Having worked over a 25-year period in nearby Chunhuhub, I can testify to José Martínez-Reyes’ accuracy and insight. He is a first-rate ethnographer with a solid command of languages, previous research, and the field situation. I know Tres Reyes somewhat, know some of the people Martínez-Reyes mentions, and followed some of the plans and NGO activities he discusses.  Occasionally I know some back stories; for instance, he discusses the heavy hand of the Amigos de Sian Ka’an (“Friends of the Sian Ka’an Reserve”) as one of the heavy-handed, clueless NGOs. I recall that at first this was an idealist local group with sensible ideas, but the local leadership was muscled out by remote bureaucrats, leading to the problems Martínez-Reyes accurately describes.

He provides an excellent and well-organized theoretical framework drawn from literature on ethnoecology, moral economy, moral ecology, and critical studies of conservation.  Especially useful is recent Latin American thought, such as the work of Arturo Escobar, Enrique Leff, and Victor Toledo, who have described similar situations and theorized the conflict between powerful but ignorant government or nongovernmental groups and less powerful but far more aware people on the land.  The critical work of writers like James Igoe and Dan Brockington is also important.

Martínez-Reyes sees much of the problem as “neoliberalism,” but only an attempted land grab by a local millionaire was “neoliberal” in the usual sense of the term (i.e., private enterprise run amok).  The rest of the problem is better seen through Max Weber’s view of bureaucracy: a powerful, impersonal force, taking on a life of its own, often intruding on local agency. James Scott’s writings on the dysfunctions of modern states (notably Scott 1998) are useful here. Ethnobiologists will not only profit from the tight, well-constructed theoretical framework herein, but from the superb descriptions of milpa making and hunting.

The future is cloudy. “Post-conservation” might well mean no conservation—instead, the progressive destruction of the forest and agricultural system as is happening widely in the Yucatan Peninsula today. Hunting is almost certainly unsustainable now in the Tres Reyes area, despite ceremonies. The game is thoroughly shot out of most of the Yucatan Peninsula, and Yucatan state has saved its deer only by truly draconian conservation measures. Better management will come only when government agencies listen to local people, take them and their knowledge seriously, and invest time on the ground working with communities. Such a future is currently unlikely, given the rush to turn all of Quintana Roo into a macro-Cancun.

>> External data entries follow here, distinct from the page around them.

PR #99, opened 2026-06-12
feat(main): add swarm_apiRequest passthrough to the Bee HTTP API

### LINKED ISSUE #72: Swarm OSM not working in Freedom browser
Swarm Openstreetmap is not working now in Freedom browser (Linux (Ubuntu) desktop and mobile) after clicking the "Swarm: OSM" button below the address bar. It shows URL
bzz://ab77201f6541a9ceafb98a46c643273cfa397a87798273dd17feb2aa366ce2e6/
which seems to be correct but the tiles do not load, only the + and - zoom buttons and the info text at the bottom.

The bee node is OK, as I can load the full map by pasting
http://localhost:1633/bzz/ab77201f6541a9ceafb98a46c643273cfa397a87798273dd17feb2aa366ce2e6/
in the Brave browser on the desktop. It looks like something is wrong in the (Freedom) browser itself, not the node.

Image

ffaerber:
## Problem

dApps served by Freedom that talk to the local Bee node with plain `fetch` are blocked by browser CORS. A page at e.g. `https://<name>.eth.limo` doing `fetch('http://localhost:1633/stamps')` gets:

```
Access to fetch at 'http://localhost:1633/stamps' from origin '…' blocked by CORS policy:
No 'Access-Control-Allow-Origin' header is present on the requested resource.
```

The request **reaches the node and returns `200`** — the browser just won't let the page read the response. Bee's restrictive default CORS is correct (its API can move funds), but it leaves served dApps with no sanctioned path to the node. This is likely the same root cause behind #72 (Swarm OSM tiles don't load in Freedom though the node serves them fine elsewhere).

`window.swarm` already exists with a per-origin permission prompt + grant store, but only high-level methods (`swarm_publishData`, feeds, chunks) — nothing for arbitrary endpoints like `/stamps` or `/health`, and libraries use `fetch` anyway.

## Change

Add **`window.swarm.apiRequest({ method, path, headers, body })`** — a permission-gated passthrough to the Bee HTTP API. The renderer's existing default branch forwards it through the permission check to a new `swarm_apiRequest` handler in the main process, which performs the `fetch` (not subject to browser CORS) and returns `{ ok, status, statusText, headers, body, bodyEncoding }`.

Libraries can feature-detect `window.swarm.apiRequest` and route Bee calls through it, falling back to direct `fetch` in normal browsers.

## Security

- **Requires an established per-origin Swarm connection** — falls through to the same permission check as the other privileged methods (no new prompt path).
- **Path allow-list by first segment** — data + postage + pss surface only (`health`, `readiness`, `node`, `addresses`, `stamps`, `bzz`, `bytes`, `chunks`, `soc`, `feeds`, `tags`, `pins`, `pss`, `stewardship`, `gsoc`). **Node-wallet / chequebook / staking / settlements / network-admin endpoints are never reachable.**
- Blocks unsafe request headers (`host`, `cookie`, `origin`, …), caps header count/size and request/response body size (50 MB), rejects malformed paths (`..`).
- Returns text as `utf8`, binary as `base64`.

## Why this location

Extends the existing `src/main/swarm` provider, where the origin-trust + permission model already live (per the trust-model comment in `swarm-provider-ipc.js`). No new cross-layer dependency; the renderer's default branch already forwards unknown methods through the permission check, so **no renderer change** is required.

## Tests

- `src/main/swarm/swarm-provider-ipc.test.js`: 6 new cases (requires connection; denies non-allow-listed/fund endpoints; rejects bad method/path; proxies GET → utf8; binary → base64; forwards method/safe-headers/body + strips blocked headers). **Full suite 142/142 green; `eslint` clean on touched files.**

## Not covered here / follow-ups

- **Draft:** the main-process logic is unit-tested, but I haven't run the Electron GUI e2e for the consent → apiRequest round-trip — please validate interactively.
- Pairs with a small **dApp-side** change (e.g. in `@ffaerber/swarm-connect`) to detect `window.swarm.apiRequest` and use it; happy to open that too.
- Open to gating fund-spending stamp ops (`POST /stamps`) behind an extra approval if you'd prefer — currently allowed under the connection grant.

Closes #72 (likely).

### DIFF
--- a/src/main/swarm/swarm-provider-ipc.js
+++ b/src/main/swarm/swarm-provider-ipc.js
@@ -49,7 +49,28 @@ const LIMITS = {
   maxFileCount: 100,
   maxPathBytes: 100,
   maxChunkPayloadBytes: 4096,
+  maxApiBodyBytes: 50 * 1024 * 1024, // 50 MB — swarm_apiRequest req/resp body cap
+  maxApiHeaders: 30,
+  maxApiHeaderLen: 8192,
 };
+
+// swarm_apiRequest: which Bee HTTP API endpoints a connected dApp may reach
+// through the passthrough. ALLOW-LIST by first path segment — anything not
+// listed is denied. Deliberately EXCLUDES node-wallet / chequebook / staking /
+// network-admin endpoints (they move funds or reconfigure the node and must
+// never be reachable from web content). Covers the data + postage + pss surface
+// a dApp legitimately needs (matches the bee-js client's usage).
+const ALLOWED_API_SEGMENTS = new Set([
+  'health', 'readiness', 'node', 'addresses',
+  'stamps', 'batches',
+  'bzz', 'bytes', 'chunks', 'soc', 'feeds',
+  'tags', 'pins', 'pss', 'stewardship', 'gsoc',
+]);
+const ALLOWED_API_METHODS = new Set(['GET', 'POST', 'PATCH', 'DELETE', 'HEAD']);
+// Request headers we never forward (the node/fetch owns these).
+const BLOCKED_API_HEADERS = new Set(['host', 'content-length', 'connection', 'origin', 'referer', 'cookie']);
+// Response content-types returned as utf8 text (else base64).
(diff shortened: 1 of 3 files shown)


meinharrd:
Needs reviews from product perspective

Having done research in the area, I am extremely glad to see an excellent ethnography that makes major theoretical contributions as well as practical applications.

References Cited

Anderson, E. N. 2005. Political Ecology of a Yucatec Maya Community. University of Arizona Press, Tucson, AZ.

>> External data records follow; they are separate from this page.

PR #105, opened 2026-06-14
fix(networks): accept loopback http RPC endpoints and show inline errors

biafra23:
## Problem

Adding a custom RPC endpoint such as `http://localhost:8545` under **Chains → Your RPCs → Endpoint** was rejected on two counts: `validateRpcUrl()` required `https://` and blocked all internal hostnames. This made it impossible to point the wallet at a self-hosted local node.

## Changes

**`src/main/networks/network-registry.js`**
- Add `isLoopbackHostname()` helper (localhost / `*.localhost`, `127.0.0.0/8`, `::1`, IPv4-mapped loopback).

Anderson, E. N., and F. M. Tzuc.  2005.  Animals and the Maya in Southeast Mexico. University of Arizona Press, Tucson, AZ.

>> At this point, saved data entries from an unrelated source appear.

PR #111, opened 2026-06-17
build(devenv): add Nix devenv shell for reproducible dev environment

codegod100:
## What

Adds a [devenv.sh](https://devenv.sh) configuration so contributors with [Nix](https://nixos.org) installed can drop straight into a dev environment that matches CI — no manual Node 20 / python / gcc / xvfb setup.

## Why

The Quick Start currently asks contributors to install Node 18+, then separately obtain the build toolchain needed for native modules (`better-sqlite3`, `freedom-ipfs-node`), the helpers used by the status/fetch npm scripts (`curl`, `jq`, `xz` for `tar -xJf` in `fetch-radicle.js`), and `xvfb-run` for headless E2E on Linux. That's a lot of platform-specific yak-shaving, and it's easy to drift from what CI actually uses (Node 20, per `.github/workflows/ci.yml` and the `node:20` / `electronuserland/builder:20` Docker images). A pinned `devenv.nix` makes the environment reproducible and self-documenting.

## What's included

- **`devenv.nix`** — `languages.javascript` pinned to `nodejs_20` (matches CI); packages for the native-module toolchain (`python3`, `gnumake`, `gcc`, `pkg-config`), the fetch/status helpers (`curl`, `jq`, `xz`, `git`), and `xvfb_run` on Linux only; convenience scripts (`setup`, `start`, `test`, `lint`, `format`, `e2e`, `fetch-binaries`); an `enterShell` banner.
- **`devenv.yaml`** — `cachix/devenv-nixpkgs/rolling` input.
- **`.envrc`** — `use devenv` (direnv opt-in).
- **`.gitignore`** — ignores `.devenv*` and `devenv.local.*`; `devenv.nix`, `devenv.yaml`, `devenv.lock`, and `.envrc` stay tracked.
- **`README.md`** — a short "Development Environment (devenv)" section after Quick Start.

`devenv.lock` is intentionally not committed in this PR — it's generated on first `devenv shell` and should be committed in a follow-up by whoever first runs it (I can't generate it here without a full Nix eval of the rolling nixpkgs input).

## Scope / non-invasiveness

- **No npm dependency added or upgraded** (per `AGENTS.md` rule 9). devenv is an external, opt-in tool — nothing in `package.json` changes.
- **No behavior change for non-devenv contributors.** The `.envrc` only activates with [direnv](https://direnv.net) installed; `devenv.nix`/`devenv.yaml` are inert without the devenv CLI. The manual Quick Start remains canonical.
- No source files under `src/`, no IPC channels, no build config (`scripts/build.js`, `electron-builder` block) touched. ESLint/Jest run against unchanged code.
- Nix syntax validated locally with `nix-instantiate --parse devenv.nix`.

## Verification

- `nix-instantiate --parse devenv.nix` → clean.
- `git diff` confined to the 5 files listed above.

Couldn't run a full `devenv shell` here (no network access to fetch the rolling nixpkgs input from this sandbox), but the module follows the documented option shapes from [devenv.sh/languages/javascript](https://devenv.sh/languages/javascript/) and [devenv.sh/scripts](https://devenv.sh/scripts/).

## Notes for reviewers

- The `e2e` script uses runtime `command -v xvfb-run` detection rather than a Nix-level `stdenv.isLinux` branch, so it degrades gracefully if someone runs it outside the devenv shell on a Linux box without xvfb.
- If you'd prefer a different Node pin (e.g. `nodejs_22` to match Electron 41's bundled Node for the main process), happy to switch — I went with 20 to match CI exactly.
- Happy to drop the README section, the convenience scripts, or the `.envrc` if any feel out of scope; kept them since they make the env self-documenting.

### DIFF
--- a/.envrc
+++ b/.envrc
@@ -1,0 +1,1 @@
+use devenv
--- a/.gitignore
+++ b/.gitignore
@@ -29,3 +29,9 @@ identity-data/
 research/
 playwright-report/
 test-results/
+
+# Devenv (https://devenv.sh) — local state & per-user overrides only.
+# devenv.nix, devenv.yaml, devenv.lock, and .envrc are committed.
+.devenv*
+devenv.local.nix
+devenv.local.yaml
--- a/README.md
+++ b/README.md
@@ -36,6 +36,37 @@ It ships with integrated Swarm, IPFS, and Radicle nodes, enabling direct peer-to
 
 ---
 
+## Development Environment (devenv)
+
+If you have [Nix](https://nixos.org) and [devenv.sh](https://devenv.sh) installed, you can skip the manual Node.js / build-toolchain setup and drop straight into an environment that matches CI (Node 20, npm, and the system dependencies needed for native modules, binary fetches, and headless E2E):
+
+```bash
+devenv shell        # enter the dev shell
+# or, with direnv installed:
+direnv allow        # auto-activate on cd
+```
+
+First-time setup (installs npm deps and downloads the Ant / IPFS / Radicle binaries):
+
+```bash
+devenv run setup
+```
+
+Useful commands (also runnable as plain `npm run …`):
+
+| Command                     | What it does                                                  |
+| --------------------------- | ------------------------------------------------------------- |
+| `devenv run start`          | Launch Freedom (`npm start`).                                 |
+| `devenv run test`           | Jest unit tests.                                              |
+| `devenv run lint`           | ESLint.                                                       |
+| `devenv run format`         | Prettier write.                                               |
+| `devenv run e2e`            | Playwright E2E (headless via `xvfb-run` on Linux).            |
+| `devenv run fetch-binaries` | Re-download Ant, the IPFS native addon, and Radicle binaries. |
+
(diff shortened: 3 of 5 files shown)


flotob (changes requested):
I found blocking issues in the devenv config.

Findings:

- `devenv.nix:69` uses `xvfb_run`, but current nixpkgs exposes the package as `xvfb-run` after the treewide rename. On current/rolling nixpkgs this will fail evaluation on Linux before the shell can even provide `xvfb-run`, which breaks the main E2E use case this PR is adding. Please switch to the current attribute name.

- `devenv.yaml:4` points at `github:cachix/devenv-nixpkgs/rolling`, and this PR does not include a `devenv.lock`. That means the environment is not actually pinned/reproducible despite the README and PR title saying it is. Either commit the generated lock file or adjust the docs/claim to make clear that this intentionally tracks rolling inputs.

I could not execute `devenv shell` locally because this container does not have Nix/devenv installed, so this review is static config review plus current nixpkgs package-name verification.

meinharrd:
@codegod100 hi, do you still want to see this in freedom?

Hostetler, U. 1996. Milpa Agriculture and Economic Diversification: Socioeconomic Change in a Maya Peasant Society of Central Quintana Roo, 1900-1990s.Doctoral Dissertation, University of Berne, Switzerland. Available from University Microfilm International Dissertation Express (UMI No. 9701056).

O’Connor, A., and E. N. Anderson. 2017. K’oben: Three Thousand Years of the Maya Hearth.  Rowman and Littlefield, Lanham, MD.

Scott, J. 1998. Seeing Like a State. Yale University Press, New Haven, CT.